Feb 12, 2013

Amateur Astronomers Help Find Galaxy's Arms

Even a familiar night sky object can hold some interesting surprises. This is especially true when looked at with a fresh set of eyes. Or telescopes.

The image above is of Messier 106, a galaxy with an active supermassive black hole at its center. The image was composed of data from the Hubble Space Telescope, reprocessed by Robert Gendler for the Hubble Hidden Treasures competition. He included in the mosaic astrophotography from his own telescope and from that of fellow astroimager Jay GaBany to fill in the places where there were no Hubble data.

Though the galaxy’s structure is dominated by two large spiral arms, there are two fainter arms that can be seen in this image in red. These arms are not made of bright, newly formed stars like the other, but of very hot gas expelled from the region surrounding the supermassive black hole at the center. They are comprised of hot gas seen in infrared and in Hydrogen alpha emission.

When you look at M106 is non-visible wavelengths, this activity is even more obvious.

Another name for this galaxy is NGC4258, and this is also well known for the masers (or microwave lasers) found near the supermassive black hole in the center. These spots of water vapor that act like lasers have been tracked with exquisite precision by astronomers using the Very Long Baseline Array, giving an accurate measure of the distance to this galaxy at 24 million light years away, and the mass of its black hole at 40 million times the mass of the sun.

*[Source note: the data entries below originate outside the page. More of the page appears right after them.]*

PR #2461, opened 2020-11-22
Policy Extender and Tests

askvortsov1:
Foundation for fixing #1832
Part of #1891

Please note that most of this diff is moving policy implementation content from the root folder of each service directory to an `Access` subfolder.

- Ask that policies return ->allow, ->deny, ->forceAllow, ->forceDeny instead of true/false to increase flexibility
- Improve evaluation of whether a user has the ability to do something on an instance to avoid order-dependence.
- Rename getPermission (->checkAbility)
- Collect policies via a singleton in user extender
- Move policy stuff into an `Access` sub-namespace
- Add policy extender and integration tests
- Deprecate old policy stuff

**Confirmed**

**Required changes:**


src/User/Access/AbstractPolicy.php
```diff
@@ -0,0 +1,62 @@
...
+    protected function forceDeny()
+    {
+        return static::FORCE_DENY;
+    }
+
+    /**
+     * @param GetPermission $event
+     * @return bool|void
+     */
+    public function checkAbility(User $actor, $ability, $instance)
```
SychO9, line 46: docblock doesn't match

SychO9 (changes requested):
Just some minor comments

~I think we should also mark the old `AbstractPolicy` class deprecated ?~ (nvm, we'd have to do that after deprecating `ScopeModelVisibility` event as well)

src/Extend/Policy.php
```diff
@@ -0,0 +1,54 @@
...
+        return $this;
+    }
+
+    public function extend(Container $container, Extension $extension = null)
+    {
+        $container->extend('flarum.policies', function ($existingPolicies) {
+            if (! array_key_exists($this->modelClass, $existingPolicies)) {
+                $existingPolicies[$this->modelClass] = [];
+            }
+            foreach ($this->addPolicies as $policy) {
```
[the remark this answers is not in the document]
askvortsov1: Ouch...

tests/integration/extenders/PolicyTest.php
```diff
@@ -0,0 +1,174 @@
...
+    public function unrelated_user_cant_hide_discussion_if_force_denied()
+    {
+        // Because the force deny policy is last, this also shows that
+        // order isn't considered, as the last result overrides all.
+        $this->extend(
+            (new Extend\Policy(Discussion::class))
+                ->add(CustomPolicy::class)
+                ->add(DenyHidePolicy::class)
+                ->add(ForceAllowHidePolicy::class)
+                ->add(ForceDenyHidePolicy::class)
```
SychO9, line 131: Should we have one test where they're scrambled? in all tests they seem to be registered in proper order (allow, deny, forceAllow, forceDeny).

tankerkiller125: I agree that we should scramble them on purpose, just to make sure things get registered properly regardless of order, never trust people inputs.

clarkwinkelmann (commented):
Looking good, I just can't figure out where the policy classes are resolved through the container.

Does it happen in `User::setGate($this->app->makeWith(Access\Gate::class, ['policies' => $this->app->make('flarum.policies.compiled')]));` ?

It would be ideal to only instantiate the class when interacting with that model.

askvortsov1:
> Looking good, I just can't figure out where the policy classes are resolved through the container.
> 
> Does it happen in `User::setGate($this->app->makeWith(Access\Gate::class, ['policies' => $this->app->make('flarum.policies.compiled')]));` ?
> 
> It would be ideal to only instantiate the class when interacting with that model.

It happens in `$this->app->make('flarum.policies.compiled')`

SychO9 (approved):
Looks good to me!

SychO9 (approved):

src/User/Access/Gate.php
```diff
@@ -0,0 +1,102 @@
...
+use Flarum\Database\AbstractModel;
+use Flarum\Event\GetPermission;
+use Flarum\User\User;
+use Illuminate\Contracts\Events\Dispatcher;
+use Illuminate\Support\Arr;
+
+class Gate
+{
+    protected const EVALUATION_CRITERIA = [
+        AbstractPolicy::FORCE_DENY => false,
```
clarkwinkelmann, line 21: I think a comment here should say that the order of this array is of the highest importance since it's the order they will be evaluated in.

Maybe the const could even be named `EVALUATION_CRITERIA_PRIORITY` or similar?

src/User/Access/Gate.php
```diff
@@ -0,0 +1,102 @@
...
+
+            foreach ($modelClasses as $class) {
+                $appliedPolicies = array_merge($appliedPolicies, Arr::get($this->policies, $class, []));
+            }
+        } else {
+            $appliedPolicies = Arr::get($this->policies, AbstractPolicy::GLOBAL);
+        }
+
+        foreach ($appliedPolicies as $policy) {
+            $results[] = $policy->checkAbility($actor, $ability, $model);
```
clarkwinkelmann, line 70: I still believe policy classes should only be resolved at this time to save on resources, skip resolving unnecessary constructor dependencies and delay resolves as much as possible.

clarkwinkelmann (changes requested):
Still haven't been able to test locally, but the code looks good. A few things.

src/User/Access/Gate.php
askvortsov1: Hmm, it was moved here to stop resolving them multiple times. Maybe we can resolve them here the first time needed and store that?

askvortsov1:
One other thought: do we want to support returning `true` instead of allow and `false` instead of deny? It would be a bit complex since we'd need to turn the former into the latter, but might make some cases easier.

clarkwinkelmann (changes requested):
Thanks. Your changes solve the problem of delaying resolve, but not of selectively resolving.

Most of the time, one request will only interact with the polices for one model, so it would be best to not resolve all policies for all existing models in the application.

What about calling a new method around line 82 which takes the list of class names, and takes/stores instances from an array which is keyed by the class name and serves as a cache?

Could we maybe even use the container itself to store instances? We could check if `Container::bound`, then `Container::make` and `Container::instance` store the policy.

Or alternatively, in the extender, register every policy as a singleton, then just use `make` in the Gate.

Not sure which of the options is more performant if you end up with a large number of policies.

clarkwinkelmann:
Regarding the `true` and `false` returns, if it makes things more complicated for us, I don't think we need to support it.

I think allowing them might make things ambiguous, because what would they map to?

However it would probably be great to have an error message if you return anything that's not `null` or one of the allowed values from a policy method, otherwise things would just fail silently and it could be a debugging nightmare.

askvortsov1:
Hmm, that makes sense. Making the policies singletons feels inefficient, but I see what you mean about resolving model by model. Will try that.

luceos (approved):

tankerkiller125 (approved):
Testing locally via GUI attempting to break things everything went well. We'll for sure want QA to test the permission stuff more during that process. But overall I'm happy with the results.

clarkwinkelmann (approved):
Code-wise this looks good. Would you like me to test locally with some other extensions?

Should we refactor the other core extensions to use it before merging, as to provide real world testing?

askvortsov1:
I already modified tags (there's an open PR for that). We could prep all the update PRs to include policies (@SychO9 has already set all of them up), and test on that one more time before merging?

PR #2463, opened 2020-11-22
User Preferences Extender and Tests

askvortsov1:
**Part of #1891**
**Replaces #2082**

Adds a simple extender and unit tests without any refactorings to the underlying preferences system. Since the public API of the extender remains unchanged, there isn't a necessity to implement refactorings in the same PR as the extender.

**Confirmed**


SychO9 (approved):

tankerkiller125 (approved):

clarkwinkelmann (commented):
Looking good, but I'm a bit confused with the naming.

"add"
"configure"
"register"

Wouldn't it make more sense to also call the extender method `addPreference` ?

askvortsov1:
I like register more than add, because that makes it clear that no values are going into the preference, and this is just configuration. Perhaps we could add a `registerPreference` static method to User and deprecate `addPreference`?

PR #2467, opened 2020-11-25
fix the ui modal problem in the change email

### LINKED ISSUE #1892: Error alert in modal remains after request succeeds
## Bug Report

**Current Behavior**
Errors handled with the modal handing that shows an Alert of type error remain after the request succeeds. I don't think there's a method to reset that, probably simply setting `this.alert = null` would be fine.

**Steps to Reproduce**
1. Open change email modal
2. Change email
3. Input wrong password
4. Input correct password

**Expected Behavior**
Error message disappears.

**Screenshots**
image
image

**Possible Solution**
Simply set `this.alert = null;` or add a method that does this - easier for extension developers to know it exists and use it.

azibom:
**Fixes #1892**

I just add the "this.alert = null" when i get the success response in the "ChangeEmailModal" component, and now if you write your password correctly, you do not see the last error alert.

### DIFF
--- a/js/src/forum/components/ChangeEmailModal.js
+++ b/js/src/forum/components/ChangeEmailModal.js
@@ -118,10 +118,7 @@ export default class ChangeEmailModal extends Modal {
           meta: { password: this.password() },
         }
       )
-      .then(() => (
-        this.success = true,
-        this.alert = null
-      ))
+      .then(() => ((this.success = true), (this.alert = null)))
       .catch(() => {})
       .then(this.loaded.bind(this));
   }
--- a/js/src/forum/components/ChangeEmailModal.js
+++ b/js/src/forum/components/ChangeEmailModal.js
@@ -118,7 +118,10 @@ export default class ChangeEmailModal extends Modal {
           meta: { password: this.password() },
         }
       )
-      .then(() => (this.success = true))
+      .then(() => (
+        this.success = true,
+        this.alert = null
+      ))
       .catch(() => {})
       .then(this.loaded.bind(this));
   }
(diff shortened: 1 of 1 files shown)


js/src/forum/components/ChangeEmailModal.js
```diff
@@ -118,10 +118,7 @@ export default class ChangeEmailModal extends Modal {
           meta: { password: this.password() },
         }
       )
-      .then(() => (
```
askvortsov1: Hmm, wouldn't it be simpler to do:

```
.then(() => {
    this.success = true;
    this.alert = null;
})
```

askvortsov1 (changes requested):

js/src/forum/components/ChangeEmailModal.js
azibom: yes, you are right, I will fix it

js/src/forum/components/ChangeEmailModal.js
```diff
@@ -118,7 +118,10 @@ export default class ChangeEmailModal extends Modal {
           meta: { password: this.password() },
         }
       )
-      .then(() => ((this.success = true), (this.alert = null)))
+      .then(() => {
+        this.success = true;
+        this.alert = null;
```
askvortsov1, line 123: This should be `this.alertAttrs = null`.

askvortsov1 (changes requested):

askvortsov1 (approved):

tankerkiller125 (approved):

franzliedke:
Random thought: should we remove the "old" error message at the *beginning* of the request already, to make it more obvious that a hypothetical new error is the result of the new request? The request can take any amount of time, so having the error still visible may confuse users. If I am not mistaken, that's a pattern I've often seen with client-side validation: remove errors when submitting, show them anew if they still appear.

:wave:

askvortsov1:
I like that approach! Is that something you'd like to PR, or should I open a new issue for it?

:wave:

PR #3402, opened 2022-04-18
fix: undefined element to anchorScroll triggers errors

davwheat:

Sentry has been picking up looooots of errors from here, mainly because `element` is `null` or `undefined`, and this should prevent most of them popping up.

Nothing in particular.

**Necessity**

**Confirmed**


dsevillamartin:
In case we want to investigate root cause instead of this fix -- as we "decided" in the past, https://github.com/flarum/framework/pull/1881#discussion_r322475850.

https://github.com/flarum/framework/blob/09bed537b35c5f22333e526e50740c7aa35f1e45/framework/core/js/src/forum/states/PostStreamState.ts#L245

davwheat:
VS Code seemed to indicate this worked, but I guess not lol

davwheat:
Yeah, my original fix made no sense... I've redone it.

Do we want to silently return for the first one? This means that the callback will never run, which could be an issue.

I'm _guessing_ that the reason this happens is when you scroll very fast, a new page will start loading, and an old page may be removed, so if the anchor was around an item on that old page it could generate this error after the callback is complete.

dsevillamartin:
Not sure about behavior, but i believe $(element) is always truthy, even if element doesn't exist? Unless I'm completely wrong here, i think it's .offset() that is falsy if the element doesn't exist.

davwheat:
Yes, sorry, I'm not with it this morning 🙈

PR #3411, opened 2022-05-06
fix: incorrect tooltip docs for `tooltipVisible` attr

davwheat:

- fixes incorrect info in docblock for `tooltipVisible` attr

**Necessity**

**Confirmed**


clarkwinkelmann (approved):
Sounds good!

There are still other issues that prevent my code from working but this part looks all good!

askvortsov1 (approved):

The supermassive black hole at the center is pulling material onto it, but not all that material can make it into the black hole at once. As a result, there is a disk of hot glowing material that powers a number of phenomena, including the small radio jets perpendicular to the disk and the water megamasers in the accretion disk. It also powers the wispy red gas forming the two newly seen spiral arms in the disk of the galaxy.